Summer Certification Sale 70% Discount Offer - Ends in 0d 00h 00m 00s - Coupon code: save70

Fortinet Certified Professional Security Operations FCP_FAZ_AN-7.6 Exam Dumps

Fortinet NSE 5 - FortiAnalyzer 7.6 Analyst Questions and Answers

Question 13

(Which two parameters does FortiAnalyzer use to identify an indicator of compromise (IOC)? (Choose two answers)

Options:

A.

IP address

B.

URL

C.

Policy ID

D.

Application category

Question 14

Which statement about SQL SELECT queries is true?

Options:

A.

They can be used to purge log entries from the database.

B.

They must be followed immediately by a WHERE clause.

C.

They can be used to display the database schema.

D.

They are not used in macros.

Question 15

You are trying to configure a task in the playbook editor to run a report.

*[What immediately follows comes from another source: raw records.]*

PR #6537, opened 2026-01-15
Add Kotlin DSL support to RemovePluginVisitor

div-bargali:
## What's changed?

Added Kotlin DSL support to `RemovePluginVisitor` to enable plugin removal from both Groovy (`build.gradle`) and Kotlin (`build.gradle.kts`) build files. The visitor now extends `JavaIsoVisitor` instead of `GroovyIsoVisitor` and implements dual-mode matching logic that detects the source language at runtime and applies appropriate matching strategies.

## What's your motivation?

The existing `RemovePluginVisitor` only worked with Groovy build files and failed to process Kotlin DSL files. The root cause was that `MethodMatcher` patterns rely on type attribution, which is not fully available in Kotlin AST nodes, causing matches to fail. This prevented the `RemoveBuildPlugin` recipe from working on Kotlin-based Gradle projects, limiting its utility for projects using the modern Kotlin DSL.

1. **The language detection mechanism**: Using `getCursor().firstEnclosing(K.CompilationUnit.class) != null` to differentiate between Kotlin and Groovy at runtime
2. **The dual-mode matching helpers**: `matchesIdCall()`, `matchesVersionCall()`, and `matchesApplyCall()` that abstract the difference between name-based matching (Kotlin) and type-based matching (Groovy)
3. **Backward compatibility**: Ensuring all existing Groovy test cases continue to pass without modification
4. **The cursor context handling**: How the outermost `J.Block` wrapper in Kotlin files is naturally filtered by the `m != null` check

**Considered Alternatives:**

1. **Using wildcard matchers with relaxed matching** (`"*..* plugins(..)", true`) - Rejected because it could cause false positives and doesn't address the fundamental type attribution issue
2. **Creating separate visitors for Groovy and Kotlin** - Rejected due to massive code duplication; the transformation logic is identical, only matching differs
3. **Extending GroovyIsoVisitor and adding special Kotlin handling** - Rejected because GroovyIsoVisitor doesn't properly traverse Kotlin compilation units

**Chosen Approach Rationale:**

Switching to `JavaIsoVisitor` as the base class is architecturally sound because both Groovy and Kotlin LSTs inherit from the Java LST. This provides a unified traversal mechanism while allowing language-specific matching logic through helper methods.

## Any additional context

**Technical Implementation Details:**

- For Kotlin: Uses simple method name matching (`"plugins".equals(m.getSimpleName())`) since DSL keywords are consistent
- For Groovy: Preserves all original `MethodMatcher` patterns which rely on full type information
- Both languages handle their specific syntax naturally: `G.MapEntry` for Groovy's `apply plugin: "x"` and `J.Assignment` for Kotlin's `apply(plugin = "x")`
- Zero performance impact on Groovy processing; Kotlin path actually faster due to string comparison vs regex matching

**Test Coverage:**

All new Kotlin test cases pass including:
- Plugin removal with/without version
- Unapplied plugins (`apply false`)
- Top-level `apply(plugin = "...")` syntax
- Multiple plugin occurrences
- Empty `plugins{}` block removal

### Checklist

### DIFF
--- a/rewrite-groovy/src/main/java/org/openrewrite/groovy/GroovyParserVisitor.java
+++ b/rewrite-groovy/src/main/java/org/openrewrite/groovy/GroovyParserVisitor.java
@@ -2429,7 +2429,7 @@ public class GroovyParserVisitor {
             Space space = whitespace();
             J.FieldAccess qualid = TypeTree.build(name()).withPrefix(space);
             JLeftPadded<J.Identifier> alias = null;
-            if (sourceStartsWith("as")) {
+            if (sourceStartsWith("as", "\n", " ")) {
                 alias = padLeft(sourceBefore("as"), new J.Identifier(randomId(), whitespace(), Markers.EMPTY, emptyList(), name(), null, null));
             }
             return maybeSemicolon(new J.Import(randomId(), importPrefix, Markers.EMPTY, statik, qualid, alias));
--- a/rewrite-groovy/src/test/java/org/openrewrite/groovy/tree/AssertTest.java
+++ b/rewrite-groovy/src/test/java/org/openrewrite/groovy/tree/AssertTest.java
@@ -48,4 +48,19 @@ class AssertTest implements RewriteTest {
           )
         );
     }
+
+    @Issue("https://github.com/openrewrite/rewrite/issues/6374")
+    @Test
+    void withMessageAndSpaceBeforeColon() {
+        rewriteRun(
+          groovy(
+            """
+              import java.util.Collection
+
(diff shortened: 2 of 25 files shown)


div-bargali:
> Thanks a lot for the help here @div-bargali ! The changes you made were very good already, and I especially like the extensive tests you provided too. Those gave me the confidence to refactor a bit more to add some early returns and extract common logic to reduce indentation a bit. With that we're good to go!
> 
> We'll fold this into a new full release by next Wednesday; possible into a patch release earlier.

Thanks @timtebeek. Glad I could help 😄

However, when you try to select the desired playbook, you do to see it listed.

What is the reason?

Options:

A.

The report does not have auto-cache and extended log filtering enabled.

B.

The playbook is currently running and will be available after it is finished.

C.

You must create a trigger to run the report first.

D.

The report has no result and must be reconfigured.

Question 16

Which two statements regarding FortiAnalyzer operating modes are true? (Choose two.)

Options:

A.

When running in collector mode, FortiAnalyzer can forward logs to a syslog server.

B.

FortiAnalyzer runs in collector mode by default unless it is configured for HA.

C.

You can create and edit reports when FortiAnalyzer is running in collector mode.

D.

A topology with FortiAnalyzer devices running in both modes can improve their performance.